Give again, word for word, every line in the entries below from the line with "pchaigno: Nothing IPsec" up to and including the line with "qmonnet: > My", and no other line.

Stored items »

———

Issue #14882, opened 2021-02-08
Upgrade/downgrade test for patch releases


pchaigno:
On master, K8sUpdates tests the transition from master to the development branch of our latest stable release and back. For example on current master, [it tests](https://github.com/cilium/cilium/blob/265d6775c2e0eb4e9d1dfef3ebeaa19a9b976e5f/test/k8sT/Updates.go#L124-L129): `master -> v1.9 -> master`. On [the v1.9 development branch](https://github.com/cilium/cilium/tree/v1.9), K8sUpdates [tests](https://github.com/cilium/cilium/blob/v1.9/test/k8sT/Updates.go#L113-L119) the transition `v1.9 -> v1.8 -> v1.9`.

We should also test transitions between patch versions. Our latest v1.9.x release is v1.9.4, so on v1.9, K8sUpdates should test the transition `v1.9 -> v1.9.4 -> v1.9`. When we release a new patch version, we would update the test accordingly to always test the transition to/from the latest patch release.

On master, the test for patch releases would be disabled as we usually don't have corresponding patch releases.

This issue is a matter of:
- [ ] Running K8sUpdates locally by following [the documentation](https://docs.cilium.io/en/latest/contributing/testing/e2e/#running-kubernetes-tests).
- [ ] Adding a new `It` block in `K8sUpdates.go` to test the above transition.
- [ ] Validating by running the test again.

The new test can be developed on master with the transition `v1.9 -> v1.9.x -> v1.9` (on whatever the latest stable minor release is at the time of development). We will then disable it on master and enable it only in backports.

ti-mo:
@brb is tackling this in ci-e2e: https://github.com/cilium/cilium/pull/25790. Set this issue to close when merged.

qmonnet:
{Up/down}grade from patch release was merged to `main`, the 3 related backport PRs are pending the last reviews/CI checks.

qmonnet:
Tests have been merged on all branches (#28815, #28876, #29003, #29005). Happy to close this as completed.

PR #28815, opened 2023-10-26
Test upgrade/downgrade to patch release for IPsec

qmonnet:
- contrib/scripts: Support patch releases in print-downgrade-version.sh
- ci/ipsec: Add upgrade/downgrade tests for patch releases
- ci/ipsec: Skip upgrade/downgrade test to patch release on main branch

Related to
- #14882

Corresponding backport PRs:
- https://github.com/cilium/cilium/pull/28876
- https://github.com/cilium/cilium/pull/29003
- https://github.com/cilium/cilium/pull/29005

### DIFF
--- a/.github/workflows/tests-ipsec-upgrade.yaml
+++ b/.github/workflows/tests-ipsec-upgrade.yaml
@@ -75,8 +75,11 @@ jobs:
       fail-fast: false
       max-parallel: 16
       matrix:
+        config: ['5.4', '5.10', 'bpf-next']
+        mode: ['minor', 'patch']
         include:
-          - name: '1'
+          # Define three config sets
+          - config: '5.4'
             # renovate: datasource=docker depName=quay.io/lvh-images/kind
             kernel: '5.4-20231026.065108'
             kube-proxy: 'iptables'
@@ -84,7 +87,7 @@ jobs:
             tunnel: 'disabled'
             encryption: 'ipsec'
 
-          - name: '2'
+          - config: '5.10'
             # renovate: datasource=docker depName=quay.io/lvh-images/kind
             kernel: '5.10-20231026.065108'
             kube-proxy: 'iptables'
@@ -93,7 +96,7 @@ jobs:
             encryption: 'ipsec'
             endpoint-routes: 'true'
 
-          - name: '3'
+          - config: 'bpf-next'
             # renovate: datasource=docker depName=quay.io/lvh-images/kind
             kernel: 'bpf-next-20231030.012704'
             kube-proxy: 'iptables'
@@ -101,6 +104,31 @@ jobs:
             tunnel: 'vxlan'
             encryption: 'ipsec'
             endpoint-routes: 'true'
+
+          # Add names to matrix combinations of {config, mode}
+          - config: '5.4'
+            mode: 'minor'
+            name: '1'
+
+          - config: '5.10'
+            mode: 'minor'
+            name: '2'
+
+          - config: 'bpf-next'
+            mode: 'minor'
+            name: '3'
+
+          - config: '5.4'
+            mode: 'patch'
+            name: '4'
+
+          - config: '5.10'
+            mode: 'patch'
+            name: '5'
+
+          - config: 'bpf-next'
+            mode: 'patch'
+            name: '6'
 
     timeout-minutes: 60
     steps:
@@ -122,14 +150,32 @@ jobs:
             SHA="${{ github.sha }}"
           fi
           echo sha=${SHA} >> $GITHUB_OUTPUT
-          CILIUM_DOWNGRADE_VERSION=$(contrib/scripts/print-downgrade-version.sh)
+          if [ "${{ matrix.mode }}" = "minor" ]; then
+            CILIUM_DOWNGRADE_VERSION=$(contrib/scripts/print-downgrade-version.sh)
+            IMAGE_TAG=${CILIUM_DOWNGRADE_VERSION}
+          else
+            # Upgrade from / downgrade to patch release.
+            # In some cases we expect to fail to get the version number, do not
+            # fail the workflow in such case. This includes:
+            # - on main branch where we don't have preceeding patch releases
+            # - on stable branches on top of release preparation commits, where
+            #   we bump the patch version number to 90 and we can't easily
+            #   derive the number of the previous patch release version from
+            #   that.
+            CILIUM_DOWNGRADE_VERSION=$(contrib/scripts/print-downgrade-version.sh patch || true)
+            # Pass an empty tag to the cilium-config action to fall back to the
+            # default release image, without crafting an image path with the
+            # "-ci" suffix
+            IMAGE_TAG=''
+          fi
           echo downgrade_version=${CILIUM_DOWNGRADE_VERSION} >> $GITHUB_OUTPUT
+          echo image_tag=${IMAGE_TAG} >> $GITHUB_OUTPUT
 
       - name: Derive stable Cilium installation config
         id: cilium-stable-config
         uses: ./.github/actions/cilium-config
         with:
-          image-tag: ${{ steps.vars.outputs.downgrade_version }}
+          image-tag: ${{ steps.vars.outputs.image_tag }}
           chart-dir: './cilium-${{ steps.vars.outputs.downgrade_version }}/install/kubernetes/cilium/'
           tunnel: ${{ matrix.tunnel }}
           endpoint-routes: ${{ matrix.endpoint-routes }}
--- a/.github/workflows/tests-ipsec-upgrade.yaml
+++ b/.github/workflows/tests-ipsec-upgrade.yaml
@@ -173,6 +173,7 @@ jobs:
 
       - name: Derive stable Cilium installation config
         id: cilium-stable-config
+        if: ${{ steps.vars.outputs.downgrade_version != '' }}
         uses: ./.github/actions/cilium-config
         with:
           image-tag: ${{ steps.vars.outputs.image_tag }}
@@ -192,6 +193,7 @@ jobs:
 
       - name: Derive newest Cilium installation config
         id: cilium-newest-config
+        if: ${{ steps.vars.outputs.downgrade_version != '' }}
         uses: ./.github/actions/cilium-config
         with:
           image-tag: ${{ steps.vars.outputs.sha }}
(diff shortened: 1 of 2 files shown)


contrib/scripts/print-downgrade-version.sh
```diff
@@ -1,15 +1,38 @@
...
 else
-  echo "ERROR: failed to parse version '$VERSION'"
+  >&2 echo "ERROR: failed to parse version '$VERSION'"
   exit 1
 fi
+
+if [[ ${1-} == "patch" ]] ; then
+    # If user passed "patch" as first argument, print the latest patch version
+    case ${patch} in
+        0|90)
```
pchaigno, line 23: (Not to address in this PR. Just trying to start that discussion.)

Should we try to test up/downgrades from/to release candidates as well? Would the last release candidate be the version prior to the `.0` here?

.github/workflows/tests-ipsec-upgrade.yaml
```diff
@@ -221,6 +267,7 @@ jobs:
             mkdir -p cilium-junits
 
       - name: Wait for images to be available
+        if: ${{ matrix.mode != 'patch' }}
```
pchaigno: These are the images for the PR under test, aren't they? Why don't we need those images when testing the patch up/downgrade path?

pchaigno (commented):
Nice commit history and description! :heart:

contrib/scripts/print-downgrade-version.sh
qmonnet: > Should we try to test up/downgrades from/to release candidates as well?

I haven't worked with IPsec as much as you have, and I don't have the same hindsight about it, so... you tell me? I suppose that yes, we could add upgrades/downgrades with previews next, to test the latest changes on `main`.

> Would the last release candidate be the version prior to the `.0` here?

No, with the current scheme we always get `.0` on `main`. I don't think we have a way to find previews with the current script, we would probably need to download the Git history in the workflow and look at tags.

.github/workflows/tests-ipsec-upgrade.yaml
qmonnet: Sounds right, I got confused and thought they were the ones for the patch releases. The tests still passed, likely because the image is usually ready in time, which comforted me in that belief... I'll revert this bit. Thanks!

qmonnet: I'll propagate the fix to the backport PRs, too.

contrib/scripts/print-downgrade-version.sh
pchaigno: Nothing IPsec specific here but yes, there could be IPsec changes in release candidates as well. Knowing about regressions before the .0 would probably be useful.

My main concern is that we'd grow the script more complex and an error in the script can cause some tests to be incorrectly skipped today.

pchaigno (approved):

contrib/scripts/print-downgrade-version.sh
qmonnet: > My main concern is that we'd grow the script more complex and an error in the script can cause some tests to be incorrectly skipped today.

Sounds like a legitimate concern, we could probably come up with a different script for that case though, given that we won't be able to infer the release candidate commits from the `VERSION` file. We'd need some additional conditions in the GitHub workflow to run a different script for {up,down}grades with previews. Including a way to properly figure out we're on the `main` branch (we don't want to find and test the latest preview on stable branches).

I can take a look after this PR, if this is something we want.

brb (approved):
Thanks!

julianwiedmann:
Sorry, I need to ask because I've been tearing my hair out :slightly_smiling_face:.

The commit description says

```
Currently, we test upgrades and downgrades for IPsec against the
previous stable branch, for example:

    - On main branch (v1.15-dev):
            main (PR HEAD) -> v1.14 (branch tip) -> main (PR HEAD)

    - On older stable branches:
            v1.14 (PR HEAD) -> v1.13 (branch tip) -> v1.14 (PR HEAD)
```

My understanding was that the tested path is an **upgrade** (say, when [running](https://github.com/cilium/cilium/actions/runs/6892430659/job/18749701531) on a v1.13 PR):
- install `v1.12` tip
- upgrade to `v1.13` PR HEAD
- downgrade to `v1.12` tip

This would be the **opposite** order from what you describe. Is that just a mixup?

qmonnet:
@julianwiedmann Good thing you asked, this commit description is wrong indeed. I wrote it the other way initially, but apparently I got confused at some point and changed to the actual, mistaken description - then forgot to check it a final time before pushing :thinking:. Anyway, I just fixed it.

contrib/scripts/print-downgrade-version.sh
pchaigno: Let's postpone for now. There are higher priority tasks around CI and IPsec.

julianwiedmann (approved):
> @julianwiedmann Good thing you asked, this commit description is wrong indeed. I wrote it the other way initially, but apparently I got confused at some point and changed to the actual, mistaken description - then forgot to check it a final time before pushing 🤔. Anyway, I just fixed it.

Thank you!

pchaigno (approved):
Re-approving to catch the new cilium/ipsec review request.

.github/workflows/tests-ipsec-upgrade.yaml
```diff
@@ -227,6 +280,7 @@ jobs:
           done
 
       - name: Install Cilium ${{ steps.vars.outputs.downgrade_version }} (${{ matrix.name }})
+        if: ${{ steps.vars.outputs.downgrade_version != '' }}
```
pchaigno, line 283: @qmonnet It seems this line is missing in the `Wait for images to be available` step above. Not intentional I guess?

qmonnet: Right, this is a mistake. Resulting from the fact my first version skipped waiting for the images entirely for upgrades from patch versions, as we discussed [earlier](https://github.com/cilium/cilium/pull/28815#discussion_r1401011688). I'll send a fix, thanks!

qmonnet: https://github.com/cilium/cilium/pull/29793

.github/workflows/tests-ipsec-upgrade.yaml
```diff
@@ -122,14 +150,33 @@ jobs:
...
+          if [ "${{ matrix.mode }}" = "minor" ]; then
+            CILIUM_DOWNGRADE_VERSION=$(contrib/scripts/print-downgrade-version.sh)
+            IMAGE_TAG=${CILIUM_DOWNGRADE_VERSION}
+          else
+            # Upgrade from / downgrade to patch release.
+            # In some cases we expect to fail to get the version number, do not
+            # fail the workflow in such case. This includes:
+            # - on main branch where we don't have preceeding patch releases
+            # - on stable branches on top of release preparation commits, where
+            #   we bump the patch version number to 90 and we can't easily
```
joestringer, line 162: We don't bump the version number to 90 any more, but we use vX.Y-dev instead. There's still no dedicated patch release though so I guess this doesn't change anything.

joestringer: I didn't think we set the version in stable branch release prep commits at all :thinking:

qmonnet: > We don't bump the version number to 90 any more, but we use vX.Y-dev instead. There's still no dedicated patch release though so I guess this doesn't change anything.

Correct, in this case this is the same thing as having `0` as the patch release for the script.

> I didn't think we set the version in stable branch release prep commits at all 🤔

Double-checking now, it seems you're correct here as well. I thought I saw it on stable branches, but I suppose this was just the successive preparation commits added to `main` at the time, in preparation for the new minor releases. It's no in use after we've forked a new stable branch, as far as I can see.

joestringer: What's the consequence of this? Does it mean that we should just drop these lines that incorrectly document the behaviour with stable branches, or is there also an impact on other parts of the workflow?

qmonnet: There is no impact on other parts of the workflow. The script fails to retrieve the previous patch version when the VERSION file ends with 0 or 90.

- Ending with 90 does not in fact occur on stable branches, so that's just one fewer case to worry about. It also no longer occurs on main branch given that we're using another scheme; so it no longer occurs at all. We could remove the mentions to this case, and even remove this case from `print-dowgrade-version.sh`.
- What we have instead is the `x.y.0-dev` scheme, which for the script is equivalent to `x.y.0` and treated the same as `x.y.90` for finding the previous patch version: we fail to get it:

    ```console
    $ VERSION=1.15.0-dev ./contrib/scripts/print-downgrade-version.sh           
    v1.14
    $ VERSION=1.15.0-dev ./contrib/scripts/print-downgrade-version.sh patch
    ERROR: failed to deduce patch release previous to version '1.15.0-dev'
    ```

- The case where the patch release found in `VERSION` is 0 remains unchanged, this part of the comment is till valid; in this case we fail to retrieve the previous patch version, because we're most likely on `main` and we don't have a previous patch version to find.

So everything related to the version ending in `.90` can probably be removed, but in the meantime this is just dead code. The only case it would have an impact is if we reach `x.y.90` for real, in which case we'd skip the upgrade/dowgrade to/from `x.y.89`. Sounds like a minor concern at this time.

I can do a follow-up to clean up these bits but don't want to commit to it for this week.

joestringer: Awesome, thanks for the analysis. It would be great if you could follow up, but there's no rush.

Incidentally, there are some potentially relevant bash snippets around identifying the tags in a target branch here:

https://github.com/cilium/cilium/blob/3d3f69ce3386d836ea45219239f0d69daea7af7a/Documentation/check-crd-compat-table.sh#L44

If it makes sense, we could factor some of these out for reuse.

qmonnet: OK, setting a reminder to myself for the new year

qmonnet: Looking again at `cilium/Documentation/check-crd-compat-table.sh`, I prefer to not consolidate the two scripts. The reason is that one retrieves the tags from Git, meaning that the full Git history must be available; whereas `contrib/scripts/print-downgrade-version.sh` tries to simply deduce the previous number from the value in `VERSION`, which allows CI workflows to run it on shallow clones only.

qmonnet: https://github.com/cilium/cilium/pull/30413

———

ANSWER SPACE »
pchaigno: Nothing IPsec specific here but yes, there could be IPsec changes in release candidates as well. Knowing about regressions before the .0 would probably be useful.

My main concern is that we'd grow the script more complex and an error in the script can cause some tests to be incorrectly skipped today.

pchaigno (approved):

contrib/scripts/print-downgrade-version.sh
qmonnet: > My main concern is that we'd grow the script more complex and an error in the script can cause some tests to be incorrectly skipped today.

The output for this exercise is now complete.